=== What to do ===
Your response must be the entire set of entries, reproduced word for word.

=== Begin Enclosure ===

PR #5877, opened 2020-09-02
[language][functional tests] support exp files

vgao1996:
## Summary
This allows exp files to be used in functional tests. If a `.exp` file is detected, the test drive will ignore all the checks and compare the log with the content of that file instead. The environment variable `UPDATE_BASELINE` can be used to update the exp files automatically.

The greater vision is to retire the checker and fully migrate to this new model. More config options are planned in order to allow parts of the log to be disabled/enabled, reducing the noise-to-signal ratio.

## Test Plan
cargo test


language/testing-infra/functional-tests/src/testsuite.rs
```diff
@@ -79,167 +93,227 @@ pub fn functional_tests<TComp: Compiler>(
...
-        )?;
-    } else {
-        for (id, entry) in res.text.iter().enumerate() {
-            if print_stage(entry) {
-                writeln!(output, "    [{}] {}", id, entry)?;
+    let mut exp_file_path = PathBuf::from(path);
+    exp_file_path.set_extension("exp");
+
+    if exp_file_path.exists() {
+        // REVIEW: "\n" is probably not very portable.
```
bob-wilson, line 128: How hard would it be to split this up into separate functions (e.g., one for handling .exp files and the other for embedded checks)? I think that might help make this more readable and maintainable, if it isn't too hard to split up that way.

bob-wilson: Actually, that same comment applies later in this function, too. It's just such a long sequence of code that it's hard to quickly see the overall logic.

bob-wilson (commented):
Do you have a sample of what the output looks like in different cases (not necessarily in the PR but just as a comment here)? I'm curious but too lazy to build the code. Not a big deal if you don't have that handy....

My personal preference would be to omit the ignore_checks_when_exp_file_present.mvir test. The same logic is getting tested in the corresponding functional-tests file, and I'd like to see us move away from IR tests instead of adding more of them.

language/testing-infra/functional-tests/src/testsuite.rs
vgao1996: It shouldn't be hard -- a few macros needs to capture some bindings but it's not that troublesome. Let me try.

vgao1996:
Screen Shot 2020-09-02 at 6 05 16 PM
It outputs nothing if the two are identical.

I get where you are coming from regarding IR vs Move tests. However I'd still suggest we keep `ignore_checks_when_exp_file_present.mvir`. The reason is that this particular test is one of the special ones ensuring the testing infrastructure is functioning as intended. It is not really testing the respective Move/IR pipelines themselves. Even though we all agree on the vision to migrate the high level tests to Move lang (many has already been migrated) and cleanup the IR tests, that will not happen overnight. I think as long as the IR testing pipeline remains as a client of this feature (exp files), even though it's shared with the Move one, we'd better make sure it works in both code paths.

vgao1996:
Interesting... Just realized our tests are not deterministic: a different write set is created each time. I thought I got this issue fixed long time ago? Let me check if there's anything random in this process.

vgao1996:
@bob-wilson I split them into functions. It actually turned out better than I initially anticipated.

bob-wilson (approved):
Thanks for splitting up those functions. I like it much better like this!

language/ir-testsuite/tests/misc/ignore_checks_when_exp_file_present.exp
```diff
@@ -0,0 +1,9 @@
+[0] Transaction(0)
+[1] Stage(Compiler)
+[2] Output(CompilerLog("Script(\nImports()\nDependency(\n)\nConstants(\n)\nMain(() (return ();\n\n)))"))
+[3] Output(CompiledScript(CompiledScript(CompiledScriptMut { module_handles: [], struct_handles: [], function_handles: [], function_instantiations: [], signatures: [Signature([])], identifiers: [], address_identifiers: [], constant_pool: [], type_parameters: [], parameters: SignatureIndex(0), code: CodeUnit { locals: SignatureIndex(0), code: [Ret] } })))
+[4] Stage(Verifier)
+[5] Stage(Serializer)
+[6] Stage(Runtime)
+[7] Output(TransactionOutput(TransactionOutput { write_set: WriteSet(WriteSetMut { write_set: [(AccessPath { address: a4a46d1b1421502568a4a6ac326d7250, path: 0185aa1f79e25ca70b8f54f8a0b673259fc19b1af35acb98885d99e160600387c9 }, Value(20975741f6b37b591141e96e0c60a57ce8a4a46d1b1421502568a4a6ac326d725001a4a46d1b1421502568a4a6ac326d725001a4a46d1b1421502568a4a6ac326d72500000000000000000180000000000000000a4a46d1b1421502568a4a6ac326d72500000000000000000180000000000000000a4a46d1b1421502568a4a6ac326d72500100000000000000))] }), events: [], gas_used: 16, status: Keep(EXECUTED) }))
```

=== End Enclosure ===

=== Solution for this problem ===
PR #5877, opened 2020-09-02
[language][functional tests] support exp files

vgao1996:
## Summary
This allows exp files to be used in functional tests. If a `.exp` file is detected, the test drive will ignore all the checks and compare the log with the content of that file instead. The environment variable `UPDATE_BASELINE` can be used to update the exp files automatically.

The greater vision is to retire the checker and fully migrate to this new model. More config options are planned in order to allow parts of the log to be disabled/enabled, reducing the noise-to-signal ratio.

## Test Plan
cargo test


language/testing-infra/functional-tests/src/testsuite.rs
```diff
@@ -79,167 +93,227 @@ pub fn functional_tests<TComp: Compiler>(
...
-        )?;
-    } else {
-        for (id, entry) in res.text.iter().enumerate() {
-            if print_stage(entry) {
-                writeln!(output, "    [{}] {}", id, entry)?;
+    let mut exp_file_path = PathBuf::from(path);
+    exp_file_path.set_extension("exp");
+
+    if exp_file_path.exists() {
+        // REVIEW: "\n" is probably not very portable.
```
bob-wilson, line 128: How hard would it be to split this up into separate functions (e.g., one for handling .exp files and the other for embedded checks)? I think that might help make this more readable and maintainable, if it isn't too hard to split up that way.

bob-wilson: Actually, that same comment applies later in this function, too. It's just such a long sequence of code that it's hard to quickly see the overall logic.

bob-wilson (commented):
Do you have a sample of what the output looks like in different cases (not necessarily in the PR but just as a comment here)? I'm curious but too lazy to build the code. Not a big deal if you don't have that handy....

My personal preference would be to omit the ignore_checks_when_exp_file_present.mvir test. The same logic is getting tested in the corresponding functional-tests file, and I'd like to see us move away from IR tests instead of adding more of them.

language/testing-infra/functional-tests/src/testsuite.rs
vgao1996: It shouldn't be hard -- a few macros needs to capture some bindings but it's not that troublesome. Let me try.

vgao1996:
Screen Shot 2020-09-02 at 6 05 16 PM
It outputs nothing if the two are identical.

I get where you are coming from regarding IR vs Move tests. However I'd still suggest we keep `ignore_checks_when_exp_file_present.mvir`. The reason is that this particular test is one of the special ones ensuring the testing infrastructure is functioning as intended. It is not really testing the respective Move/IR pipelines themselves. Even though we all agree on the vision to migrate the high level tests to Move lang (many has already been migrated) and cleanup the IR tests, that will not happen overnight. I think as long as the IR testing pipeline remains as a client of this feature (exp files), even though it's shared with the Move one, we'd better make sure it works in both code paths.

vgao1996:
Interesting... Just realized our tests are not deterministic: a different write set is created each time. I thought I got this issue fixed long time ago? Let me check if there's anything random in this process.

vgao1996:
@bob-wilson I split them into functions. It actually turned out better than I initially anticipated.

bob-wilson (approved):
Thanks for splitting up those functions. I like it much better like this!

language/ir-testsuite/tests/misc/ignore_checks_when_exp_file_present.exp
```diff
@@ -0,0 +1,9 @@
+[0] Transaction(0)
+[1] Stage(Compiler)
+[2] Output(CompilerLog("Script(\nImports()\nDependency(\n)\nConstants(\n)\nMain(() (return ();\n\n)))"))
+[3] Output(CompiledScript(CompiledScript(CompiledScriptMut { module_handles: [], struct_handles: [], function_handles: [], function_instantiations: [], signatures: [Signature([])], identifiers: [], address_identifiers: [], constant_pool: [], type_parameters: [], parameters: SignatureIndex(0), code: CodeUnit { locals: SignatureIndex(0), code: [Ret] } })))
+[4] Stage(Verifier)
+[5] Stage(Serializer)
+[6] Stage(Runtime)
+[7] Output(TransactionOutput(TransactionOutput { write_set: WriteSet(WriteSetMut { write_set: [(AccessPath { address: a4a46d1b1421502568a4a6ac326d7250, path: 0185aa1f79e25ca70b8f54f8a0b673259fc19b1af35acb98885d99e160600387c9 }, Value(20975741f6b37b591141e96e0c60a57ce8a4a46d1b1421502568a4a6ac326d725001a4a46d1b1421502568a4a6ac326d725001a4a46d1b1421502568a4a6ac326d72500000000000000000180000000000000000a4a46d1b1421502568a4a6ac326d72500000000000000000180000000000000000a4a46d1b1421502568a4a6ac326d72500100000000000000))] }), events: [], gas_used: 16, status: Keep(EXECUTED) }))
```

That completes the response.